● Exercise objective
For each line below that holds "components", return the line as it stands.

Collected data
************
PR #3893, opened 2022-03-03
fix: console wallet display correct selected index and detail transaction

SWvheerden:
Description
---
This PR fixes a small bug when a new transaction is displayed in the list. The selected index is updated but the detailed transaction is not. This PR ensures that the selected index is set to the transaction displayed in the detail transaction section.

How Has This Been Tested?
---
manual

### DIFF
--- a/applications/tari_console_wallet/src/ui/components/transactions_tab.rs
+++ b/applications/tari_console_wallet/src/ui/components/transactions_tab.rs
@@ -172,6 +172,12 @@ impl TransactionsTab {
 
         let completed_txs = app_state.get_completed_txs();
         self.completed_list_state.set_num_items(completed_txs.len());
+        if let Some(detailed_tx) = &self.detailed_transaction {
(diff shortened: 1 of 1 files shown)


applications/tari_console_wallet/src/ui/components/transactions_tab.rs
```diff
@@ -172,6 +172,22 @@ impl TransactionsTab {
...
+                // index
+                let mut found_index = None;
+                let mut counter = 0;
+                for tx in &completed_txs {
+                    if detailed_tx.tx_id == tx.tx_id {
+                        found_index = Some(counter);
+                        break;
+                    }
+                    counter += 1;
+                }
```
delta1: There's a clippy warning here, but this could be done in much more idiomatic way with: 

```suggestion
                 let found_index = completed_txs
                    .iter()
                    .postition(|tx| tx.tx_id == detailed_tx.tx_id);
```

philipr-za:
clippy

delta1 (approved):

PR #3894, opened 2022-03-03
fix: update wallet logging config

philipr-za:
Description
---
Currently the tracing instrumentation is emitting as log records using the file names as the target. I have no idea how to stop it other than removing the tracing instrumentation. This behaviour is supposed to be an opt in feature but seems broken in Tracing.

So to combat this I updated the Root logger to rather just output to `other.log` which sends all these targetless records there and keeps the really log files clean.

I also updated the stdout appender to be a 10 meg rolling file that is not appended to and pointed the wallet logger at it so that the logging pane in the console wallet gets some useful info again.


delta1 (approved):
bors r+

delta1:
bors merge

PR #3898, opened 2022-03-07
fix: update metadata size calculation to use FixedSet.iter()

philipr-za:
Description
---
This is solving the following TODO: implement iter for FixedSet to avoid the clone

Iter() was implemented for FixedSet in the newest version of `tari_utilities` so this PR updates the main repo to point to the `main` branch of `tari_utilities` and then uses this iter() implementation to do what the TODO suggests which is to to avoid the clone by using the iterator.


stringhandler (approved):

delta1:
bors retry

delta1:
bors retry

PR #3902, opened 2022-03-08
fix(core): correctly filter pruned sync peers for block sync

sdbondi:
Description
---
Corrects filter predicate for full block sync peers

Motivation and Context
---
Rpc error: `Service returned an error: BadRequest: Requested full block body at height 6804, however this node has an effective pruned height of 15941` caused by peer incorrectly selecting pruned nodes. 

How Has This Been Tested?
---
Manually


delta1 (approved):
LGTM

PR #3903, opened 2022-03-08
feat: gracefully handle recovering a duplicate output in LibWallet

philipr-za:
Description
---
This PR addresses the issue of creating duplicate Faux transaction when an output that has previously been recovered is recovered again. This can happen during reorgs.
It is a small fix to the code that when outputs are scanned to see if they can be rewound only new unique outputs are returned to the caller and duplicate outputs are ignored.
************
● Response to the task
--- a/applications/tari_console_wallet/src/ui/components/transactions_tab.rs
+++ b/applications/tari_console_wallet/src/ui/components/transactions_tab.rs
applications/tari_console_wallet/src/ui/components/transactions_tab.rs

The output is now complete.